### WORK INSTRUCTIONS
From the records below, please return each line that holds the word "Matveibos".

── DATA FOR THIS TASK

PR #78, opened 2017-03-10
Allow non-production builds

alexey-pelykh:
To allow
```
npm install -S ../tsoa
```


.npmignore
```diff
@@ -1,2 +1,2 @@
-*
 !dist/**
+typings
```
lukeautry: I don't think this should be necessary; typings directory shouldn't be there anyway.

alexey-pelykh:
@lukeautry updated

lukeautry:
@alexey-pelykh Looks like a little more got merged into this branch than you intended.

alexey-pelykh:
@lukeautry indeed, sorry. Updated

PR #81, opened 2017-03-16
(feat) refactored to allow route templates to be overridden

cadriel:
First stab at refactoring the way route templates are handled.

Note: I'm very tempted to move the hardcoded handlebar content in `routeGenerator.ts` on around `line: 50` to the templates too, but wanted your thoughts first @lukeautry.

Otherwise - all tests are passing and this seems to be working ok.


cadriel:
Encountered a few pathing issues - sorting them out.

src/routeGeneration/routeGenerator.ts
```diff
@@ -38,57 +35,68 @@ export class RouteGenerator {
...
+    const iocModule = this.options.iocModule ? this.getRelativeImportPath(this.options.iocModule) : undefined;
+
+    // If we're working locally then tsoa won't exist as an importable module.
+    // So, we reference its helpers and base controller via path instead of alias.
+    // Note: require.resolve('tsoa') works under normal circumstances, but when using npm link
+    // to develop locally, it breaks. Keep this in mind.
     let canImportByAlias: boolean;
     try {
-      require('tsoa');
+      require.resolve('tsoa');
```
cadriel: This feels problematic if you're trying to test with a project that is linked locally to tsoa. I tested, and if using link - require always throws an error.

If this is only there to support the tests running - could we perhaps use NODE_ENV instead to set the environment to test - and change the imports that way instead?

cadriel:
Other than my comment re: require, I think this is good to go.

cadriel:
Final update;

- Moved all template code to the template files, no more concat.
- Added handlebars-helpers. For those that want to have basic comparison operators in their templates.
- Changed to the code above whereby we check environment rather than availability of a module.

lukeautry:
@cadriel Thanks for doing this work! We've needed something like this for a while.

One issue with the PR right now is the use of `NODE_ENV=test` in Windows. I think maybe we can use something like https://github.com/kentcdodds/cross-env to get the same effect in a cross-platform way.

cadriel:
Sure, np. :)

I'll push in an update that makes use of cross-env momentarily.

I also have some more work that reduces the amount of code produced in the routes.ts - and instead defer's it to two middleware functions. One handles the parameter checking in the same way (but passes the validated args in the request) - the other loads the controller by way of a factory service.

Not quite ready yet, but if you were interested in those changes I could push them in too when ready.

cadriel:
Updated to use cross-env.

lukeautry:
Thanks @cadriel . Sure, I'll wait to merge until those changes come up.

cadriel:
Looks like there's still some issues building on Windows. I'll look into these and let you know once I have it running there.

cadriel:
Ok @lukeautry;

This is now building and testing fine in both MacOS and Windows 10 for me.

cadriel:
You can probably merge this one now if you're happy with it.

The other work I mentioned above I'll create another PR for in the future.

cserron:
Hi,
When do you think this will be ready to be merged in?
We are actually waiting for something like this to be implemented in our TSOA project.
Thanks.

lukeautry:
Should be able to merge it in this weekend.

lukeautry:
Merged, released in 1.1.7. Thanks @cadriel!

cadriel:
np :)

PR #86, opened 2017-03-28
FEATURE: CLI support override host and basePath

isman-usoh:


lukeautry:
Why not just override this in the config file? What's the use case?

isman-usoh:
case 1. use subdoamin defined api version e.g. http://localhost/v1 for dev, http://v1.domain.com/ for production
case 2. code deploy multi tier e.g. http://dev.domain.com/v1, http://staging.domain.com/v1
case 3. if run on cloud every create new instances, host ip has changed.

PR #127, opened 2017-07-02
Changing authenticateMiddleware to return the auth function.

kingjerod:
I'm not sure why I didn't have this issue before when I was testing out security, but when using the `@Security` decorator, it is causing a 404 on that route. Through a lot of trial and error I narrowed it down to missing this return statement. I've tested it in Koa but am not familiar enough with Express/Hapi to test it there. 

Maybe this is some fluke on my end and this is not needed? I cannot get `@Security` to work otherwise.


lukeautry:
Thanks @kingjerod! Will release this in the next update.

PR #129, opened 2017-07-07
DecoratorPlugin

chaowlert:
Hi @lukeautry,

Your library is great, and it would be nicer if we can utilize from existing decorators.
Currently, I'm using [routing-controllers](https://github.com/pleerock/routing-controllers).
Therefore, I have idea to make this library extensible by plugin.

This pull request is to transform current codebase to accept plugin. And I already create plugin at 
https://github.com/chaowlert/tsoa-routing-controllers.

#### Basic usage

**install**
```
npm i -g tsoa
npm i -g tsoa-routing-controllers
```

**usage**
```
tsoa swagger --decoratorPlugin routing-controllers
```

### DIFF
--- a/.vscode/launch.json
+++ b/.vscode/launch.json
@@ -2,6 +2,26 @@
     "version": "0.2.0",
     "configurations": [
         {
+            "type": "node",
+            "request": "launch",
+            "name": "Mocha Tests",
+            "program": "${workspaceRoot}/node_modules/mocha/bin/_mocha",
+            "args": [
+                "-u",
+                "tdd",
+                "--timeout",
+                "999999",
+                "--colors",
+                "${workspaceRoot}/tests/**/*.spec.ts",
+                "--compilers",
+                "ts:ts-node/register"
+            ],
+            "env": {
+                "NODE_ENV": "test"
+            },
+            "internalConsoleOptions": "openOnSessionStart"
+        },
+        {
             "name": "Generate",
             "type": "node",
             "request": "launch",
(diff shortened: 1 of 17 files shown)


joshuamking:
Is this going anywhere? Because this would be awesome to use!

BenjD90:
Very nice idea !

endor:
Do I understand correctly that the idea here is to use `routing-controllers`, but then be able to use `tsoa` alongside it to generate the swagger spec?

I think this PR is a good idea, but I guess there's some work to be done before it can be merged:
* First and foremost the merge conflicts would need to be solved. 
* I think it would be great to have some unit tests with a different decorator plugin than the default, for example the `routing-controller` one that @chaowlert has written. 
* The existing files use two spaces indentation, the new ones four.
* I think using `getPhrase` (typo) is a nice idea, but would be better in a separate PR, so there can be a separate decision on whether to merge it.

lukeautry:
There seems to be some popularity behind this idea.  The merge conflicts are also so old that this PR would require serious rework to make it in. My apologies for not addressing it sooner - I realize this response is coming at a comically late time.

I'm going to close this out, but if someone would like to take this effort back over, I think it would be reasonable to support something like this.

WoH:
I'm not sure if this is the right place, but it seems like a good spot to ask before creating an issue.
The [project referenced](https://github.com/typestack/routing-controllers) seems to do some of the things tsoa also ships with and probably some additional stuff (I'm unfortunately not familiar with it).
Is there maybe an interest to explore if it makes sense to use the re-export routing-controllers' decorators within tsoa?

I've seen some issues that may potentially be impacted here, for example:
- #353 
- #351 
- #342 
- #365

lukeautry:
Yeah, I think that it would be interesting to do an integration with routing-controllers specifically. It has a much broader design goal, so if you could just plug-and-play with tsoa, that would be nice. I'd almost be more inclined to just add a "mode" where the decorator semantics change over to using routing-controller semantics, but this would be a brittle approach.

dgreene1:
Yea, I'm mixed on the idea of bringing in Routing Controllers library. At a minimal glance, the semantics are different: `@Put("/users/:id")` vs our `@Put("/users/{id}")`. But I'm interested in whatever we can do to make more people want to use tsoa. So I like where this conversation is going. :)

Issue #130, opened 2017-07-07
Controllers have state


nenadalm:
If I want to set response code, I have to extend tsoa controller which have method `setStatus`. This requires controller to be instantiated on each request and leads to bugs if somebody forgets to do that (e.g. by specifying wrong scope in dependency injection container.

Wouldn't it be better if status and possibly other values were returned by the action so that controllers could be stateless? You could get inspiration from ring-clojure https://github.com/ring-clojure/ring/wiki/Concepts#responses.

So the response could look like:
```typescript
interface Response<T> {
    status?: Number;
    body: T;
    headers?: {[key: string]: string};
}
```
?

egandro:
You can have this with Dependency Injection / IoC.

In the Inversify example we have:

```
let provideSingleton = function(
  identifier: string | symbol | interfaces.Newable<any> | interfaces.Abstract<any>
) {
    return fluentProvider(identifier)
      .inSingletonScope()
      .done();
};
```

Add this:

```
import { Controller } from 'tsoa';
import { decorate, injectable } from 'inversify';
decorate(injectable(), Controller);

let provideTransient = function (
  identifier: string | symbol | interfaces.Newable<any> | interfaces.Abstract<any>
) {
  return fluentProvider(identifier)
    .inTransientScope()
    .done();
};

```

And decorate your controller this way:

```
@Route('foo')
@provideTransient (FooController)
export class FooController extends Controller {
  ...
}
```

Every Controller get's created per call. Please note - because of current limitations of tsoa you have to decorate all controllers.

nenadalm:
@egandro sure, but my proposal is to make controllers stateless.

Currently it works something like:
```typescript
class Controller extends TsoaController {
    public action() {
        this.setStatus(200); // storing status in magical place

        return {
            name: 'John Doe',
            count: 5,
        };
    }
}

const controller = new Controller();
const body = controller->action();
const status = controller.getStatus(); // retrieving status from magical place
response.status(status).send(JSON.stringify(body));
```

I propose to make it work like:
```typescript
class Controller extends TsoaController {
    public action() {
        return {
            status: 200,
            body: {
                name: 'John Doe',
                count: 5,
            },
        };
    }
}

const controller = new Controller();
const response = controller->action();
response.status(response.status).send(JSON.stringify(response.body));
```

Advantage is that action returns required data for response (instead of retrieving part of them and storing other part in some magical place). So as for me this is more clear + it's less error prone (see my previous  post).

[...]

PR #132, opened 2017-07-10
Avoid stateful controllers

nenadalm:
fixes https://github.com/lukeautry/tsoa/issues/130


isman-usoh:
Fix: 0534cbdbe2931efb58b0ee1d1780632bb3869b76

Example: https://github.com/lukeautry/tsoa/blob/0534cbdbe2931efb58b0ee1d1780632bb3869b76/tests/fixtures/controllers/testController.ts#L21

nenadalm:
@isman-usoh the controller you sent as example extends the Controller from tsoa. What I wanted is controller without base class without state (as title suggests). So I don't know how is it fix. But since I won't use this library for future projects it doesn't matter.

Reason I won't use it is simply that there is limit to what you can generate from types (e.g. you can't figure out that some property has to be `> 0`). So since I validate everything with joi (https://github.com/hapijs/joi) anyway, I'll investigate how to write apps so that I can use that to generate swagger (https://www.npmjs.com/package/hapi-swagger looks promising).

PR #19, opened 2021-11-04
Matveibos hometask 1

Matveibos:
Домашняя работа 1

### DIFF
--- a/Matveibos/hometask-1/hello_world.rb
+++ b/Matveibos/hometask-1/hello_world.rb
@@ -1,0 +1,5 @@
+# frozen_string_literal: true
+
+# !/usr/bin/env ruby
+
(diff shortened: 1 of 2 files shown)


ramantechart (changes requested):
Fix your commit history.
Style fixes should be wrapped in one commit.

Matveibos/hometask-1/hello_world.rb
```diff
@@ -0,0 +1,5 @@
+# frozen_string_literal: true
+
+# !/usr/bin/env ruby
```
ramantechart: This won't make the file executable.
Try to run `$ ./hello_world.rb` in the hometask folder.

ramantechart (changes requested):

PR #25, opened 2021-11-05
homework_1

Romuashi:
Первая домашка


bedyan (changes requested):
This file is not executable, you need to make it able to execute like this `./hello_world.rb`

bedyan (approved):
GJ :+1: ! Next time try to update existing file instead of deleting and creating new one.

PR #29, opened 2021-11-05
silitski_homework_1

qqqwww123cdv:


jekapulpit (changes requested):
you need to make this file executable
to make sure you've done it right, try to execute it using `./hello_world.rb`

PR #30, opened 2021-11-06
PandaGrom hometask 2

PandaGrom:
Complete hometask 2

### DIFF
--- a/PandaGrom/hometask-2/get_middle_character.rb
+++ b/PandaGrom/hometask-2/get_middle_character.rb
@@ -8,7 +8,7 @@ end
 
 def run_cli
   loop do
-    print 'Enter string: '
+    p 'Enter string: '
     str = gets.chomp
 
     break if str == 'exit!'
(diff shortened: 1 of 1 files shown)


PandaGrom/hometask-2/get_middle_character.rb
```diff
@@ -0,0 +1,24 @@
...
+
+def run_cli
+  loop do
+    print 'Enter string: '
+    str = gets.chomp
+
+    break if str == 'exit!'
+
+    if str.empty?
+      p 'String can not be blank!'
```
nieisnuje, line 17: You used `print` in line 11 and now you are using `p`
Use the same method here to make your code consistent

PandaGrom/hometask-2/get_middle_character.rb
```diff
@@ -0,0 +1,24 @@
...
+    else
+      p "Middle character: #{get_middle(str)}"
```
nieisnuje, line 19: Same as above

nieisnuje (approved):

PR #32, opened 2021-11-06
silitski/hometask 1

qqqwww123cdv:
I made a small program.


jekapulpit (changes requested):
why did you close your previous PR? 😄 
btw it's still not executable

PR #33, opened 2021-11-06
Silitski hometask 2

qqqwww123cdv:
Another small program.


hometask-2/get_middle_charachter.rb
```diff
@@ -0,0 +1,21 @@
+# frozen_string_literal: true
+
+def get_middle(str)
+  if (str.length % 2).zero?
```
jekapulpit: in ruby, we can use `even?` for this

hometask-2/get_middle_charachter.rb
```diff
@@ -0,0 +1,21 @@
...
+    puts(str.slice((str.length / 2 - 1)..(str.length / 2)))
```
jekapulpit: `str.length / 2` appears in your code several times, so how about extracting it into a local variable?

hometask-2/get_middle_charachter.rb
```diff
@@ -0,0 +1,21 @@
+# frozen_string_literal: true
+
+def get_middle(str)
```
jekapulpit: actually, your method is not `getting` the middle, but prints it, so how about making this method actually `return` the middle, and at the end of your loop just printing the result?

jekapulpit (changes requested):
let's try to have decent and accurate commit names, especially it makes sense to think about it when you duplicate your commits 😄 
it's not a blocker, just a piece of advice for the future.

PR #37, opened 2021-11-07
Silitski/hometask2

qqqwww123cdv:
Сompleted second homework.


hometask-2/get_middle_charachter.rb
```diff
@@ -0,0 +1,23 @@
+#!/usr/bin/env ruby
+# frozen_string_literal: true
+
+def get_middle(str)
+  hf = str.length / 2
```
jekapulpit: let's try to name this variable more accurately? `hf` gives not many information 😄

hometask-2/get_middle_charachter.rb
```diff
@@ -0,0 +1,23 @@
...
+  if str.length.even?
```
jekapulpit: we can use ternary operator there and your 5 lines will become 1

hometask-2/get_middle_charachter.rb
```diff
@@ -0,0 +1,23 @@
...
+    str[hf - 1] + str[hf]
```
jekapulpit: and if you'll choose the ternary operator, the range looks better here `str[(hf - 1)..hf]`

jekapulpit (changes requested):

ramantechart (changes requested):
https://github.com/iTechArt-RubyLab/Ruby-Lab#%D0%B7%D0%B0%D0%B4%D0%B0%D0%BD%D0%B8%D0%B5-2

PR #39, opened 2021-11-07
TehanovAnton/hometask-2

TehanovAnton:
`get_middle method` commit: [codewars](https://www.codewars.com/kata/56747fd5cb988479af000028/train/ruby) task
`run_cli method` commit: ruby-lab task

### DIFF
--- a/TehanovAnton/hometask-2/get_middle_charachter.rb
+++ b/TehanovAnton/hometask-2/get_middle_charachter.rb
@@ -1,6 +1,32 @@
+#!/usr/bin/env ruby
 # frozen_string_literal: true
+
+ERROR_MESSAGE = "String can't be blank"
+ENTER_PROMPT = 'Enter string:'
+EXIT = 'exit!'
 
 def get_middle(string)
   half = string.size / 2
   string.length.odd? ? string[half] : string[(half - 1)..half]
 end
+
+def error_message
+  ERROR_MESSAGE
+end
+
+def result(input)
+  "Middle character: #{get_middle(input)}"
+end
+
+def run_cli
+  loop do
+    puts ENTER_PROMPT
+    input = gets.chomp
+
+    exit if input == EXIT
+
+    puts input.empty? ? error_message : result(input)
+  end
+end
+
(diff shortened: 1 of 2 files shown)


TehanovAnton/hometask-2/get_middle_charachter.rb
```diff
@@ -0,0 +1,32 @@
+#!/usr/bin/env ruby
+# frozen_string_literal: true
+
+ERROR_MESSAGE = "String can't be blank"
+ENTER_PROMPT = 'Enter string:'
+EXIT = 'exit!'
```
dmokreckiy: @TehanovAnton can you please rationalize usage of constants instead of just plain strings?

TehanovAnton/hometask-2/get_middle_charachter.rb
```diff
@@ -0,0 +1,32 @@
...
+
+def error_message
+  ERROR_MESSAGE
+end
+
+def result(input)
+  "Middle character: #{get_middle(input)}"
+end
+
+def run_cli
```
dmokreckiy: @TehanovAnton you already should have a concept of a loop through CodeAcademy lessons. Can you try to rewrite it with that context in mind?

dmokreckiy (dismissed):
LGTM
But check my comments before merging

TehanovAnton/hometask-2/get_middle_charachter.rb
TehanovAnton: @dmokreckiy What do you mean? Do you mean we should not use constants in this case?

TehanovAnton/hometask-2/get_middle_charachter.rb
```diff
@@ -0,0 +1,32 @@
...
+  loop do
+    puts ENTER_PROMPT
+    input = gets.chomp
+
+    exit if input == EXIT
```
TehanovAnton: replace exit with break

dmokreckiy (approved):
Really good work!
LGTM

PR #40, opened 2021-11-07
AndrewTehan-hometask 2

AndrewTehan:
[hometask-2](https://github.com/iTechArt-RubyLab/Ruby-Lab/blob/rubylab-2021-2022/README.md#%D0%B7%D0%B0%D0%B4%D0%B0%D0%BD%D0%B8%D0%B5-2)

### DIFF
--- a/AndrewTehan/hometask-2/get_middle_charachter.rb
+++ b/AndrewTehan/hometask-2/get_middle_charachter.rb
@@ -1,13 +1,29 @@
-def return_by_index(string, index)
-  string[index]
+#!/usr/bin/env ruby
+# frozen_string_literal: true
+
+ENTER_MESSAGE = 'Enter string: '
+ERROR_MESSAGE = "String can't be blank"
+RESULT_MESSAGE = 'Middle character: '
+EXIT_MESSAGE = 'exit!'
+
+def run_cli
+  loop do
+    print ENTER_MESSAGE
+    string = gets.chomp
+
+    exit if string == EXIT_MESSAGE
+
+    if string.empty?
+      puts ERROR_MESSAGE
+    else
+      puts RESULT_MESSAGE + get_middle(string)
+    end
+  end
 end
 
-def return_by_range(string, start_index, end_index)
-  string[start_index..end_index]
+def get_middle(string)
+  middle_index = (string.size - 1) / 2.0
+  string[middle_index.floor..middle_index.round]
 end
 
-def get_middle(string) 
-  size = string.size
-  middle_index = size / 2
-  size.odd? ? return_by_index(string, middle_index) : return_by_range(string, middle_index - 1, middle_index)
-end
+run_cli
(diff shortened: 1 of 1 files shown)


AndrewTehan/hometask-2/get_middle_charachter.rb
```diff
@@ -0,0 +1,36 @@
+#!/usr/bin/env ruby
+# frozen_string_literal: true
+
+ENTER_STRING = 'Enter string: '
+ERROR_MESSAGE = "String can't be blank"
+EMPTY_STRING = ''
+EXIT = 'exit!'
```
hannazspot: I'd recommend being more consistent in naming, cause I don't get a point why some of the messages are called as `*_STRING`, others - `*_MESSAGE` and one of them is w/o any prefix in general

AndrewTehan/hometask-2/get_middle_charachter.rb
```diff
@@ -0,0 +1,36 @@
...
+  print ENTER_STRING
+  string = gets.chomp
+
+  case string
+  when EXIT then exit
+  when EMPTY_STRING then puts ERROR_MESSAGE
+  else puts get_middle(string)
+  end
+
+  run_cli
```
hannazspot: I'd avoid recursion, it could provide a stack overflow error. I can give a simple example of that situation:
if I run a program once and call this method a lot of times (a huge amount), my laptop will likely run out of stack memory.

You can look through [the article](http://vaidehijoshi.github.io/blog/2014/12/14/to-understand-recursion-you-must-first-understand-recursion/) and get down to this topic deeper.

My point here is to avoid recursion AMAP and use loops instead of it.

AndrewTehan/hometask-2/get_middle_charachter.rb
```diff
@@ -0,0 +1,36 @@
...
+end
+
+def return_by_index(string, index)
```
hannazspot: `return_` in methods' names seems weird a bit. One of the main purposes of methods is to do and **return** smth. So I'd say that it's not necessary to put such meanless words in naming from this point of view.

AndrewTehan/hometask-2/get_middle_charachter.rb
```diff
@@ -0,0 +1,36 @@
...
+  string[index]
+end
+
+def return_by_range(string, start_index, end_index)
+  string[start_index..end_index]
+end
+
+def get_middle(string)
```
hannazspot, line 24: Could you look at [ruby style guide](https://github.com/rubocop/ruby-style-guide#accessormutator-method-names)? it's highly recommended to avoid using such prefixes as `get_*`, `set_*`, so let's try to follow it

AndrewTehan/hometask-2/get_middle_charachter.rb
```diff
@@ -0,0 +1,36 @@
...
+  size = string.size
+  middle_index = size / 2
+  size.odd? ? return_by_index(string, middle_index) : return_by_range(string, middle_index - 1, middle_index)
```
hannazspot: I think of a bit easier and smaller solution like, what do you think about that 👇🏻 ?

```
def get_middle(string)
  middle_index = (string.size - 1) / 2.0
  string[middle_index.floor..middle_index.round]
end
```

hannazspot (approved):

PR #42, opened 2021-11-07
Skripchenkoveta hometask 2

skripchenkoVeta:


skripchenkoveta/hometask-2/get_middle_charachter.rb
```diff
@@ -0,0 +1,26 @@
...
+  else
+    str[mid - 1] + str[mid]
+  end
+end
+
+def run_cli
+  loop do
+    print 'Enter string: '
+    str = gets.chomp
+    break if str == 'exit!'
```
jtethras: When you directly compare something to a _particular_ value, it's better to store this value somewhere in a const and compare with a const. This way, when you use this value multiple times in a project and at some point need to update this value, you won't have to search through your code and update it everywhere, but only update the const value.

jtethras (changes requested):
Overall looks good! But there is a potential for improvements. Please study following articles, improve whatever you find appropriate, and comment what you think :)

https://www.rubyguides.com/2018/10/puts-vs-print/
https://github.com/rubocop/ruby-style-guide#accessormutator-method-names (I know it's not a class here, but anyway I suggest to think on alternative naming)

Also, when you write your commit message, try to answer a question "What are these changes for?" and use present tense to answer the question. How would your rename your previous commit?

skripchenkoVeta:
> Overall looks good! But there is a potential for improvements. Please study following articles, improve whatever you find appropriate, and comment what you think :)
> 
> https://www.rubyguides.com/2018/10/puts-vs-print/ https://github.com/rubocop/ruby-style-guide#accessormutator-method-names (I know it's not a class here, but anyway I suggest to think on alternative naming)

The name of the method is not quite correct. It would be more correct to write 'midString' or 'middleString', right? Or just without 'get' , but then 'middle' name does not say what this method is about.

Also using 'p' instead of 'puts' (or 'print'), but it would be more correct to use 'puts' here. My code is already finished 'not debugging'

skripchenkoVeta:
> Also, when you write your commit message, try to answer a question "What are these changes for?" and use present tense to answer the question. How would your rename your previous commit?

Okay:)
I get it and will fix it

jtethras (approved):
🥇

────

### SOLUTION FOR THIS TASK
Matveibos hometask 1
Matveibos:
--- a/Matveibos/hometask-1/hello_world.rb
+++ b/Matveibos/hometask-1/hello_world.rb
Matveibos/hometask-1/hello_world.rb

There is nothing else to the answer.